PR #377, opened 2023-02-19
Remove import assertions feature

adams85:
As the [import assertions feature](https://github.com/tc39/proposal-import-assertions) has been [demoted from Stage 3 to Stage 2](https://docs.google.com/presentation/d/1HbWhyo4tSnpv4vMZqCa2YQvi_mKdpDi4JWWBtSUQqQY/edit#slide=id.p) and the syntax may change in the future, I propose to remove this feature until finalized.

If the syntax won't change, we'll be able to put the feature back pretty easily by reverting these changes.

Please let me know if you disagree. If you think that this feature should be still included, I'm ok with that.


lahma (approved):
LGTM, shame to remove for the time being, but wise.

lahma:
@adams85 is this the bits that would be blocking releasing RC1, or maybe something more?

adams85:
Nope. Sorry, I forgot to merge this.

I have no further BCs to the public API in mind and AFAICS there are no issues which would need a BC either. So, it looks we're good for a rc1!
..............................
#### [Task details]
Show all lines above holding the word "that".

#### [The answer]
Please let me know if you disagree. If you think that this feature should be still included, I'm ok with that.
@adams85 is this the bits that would be blocking releasing RC1, or maybe something more?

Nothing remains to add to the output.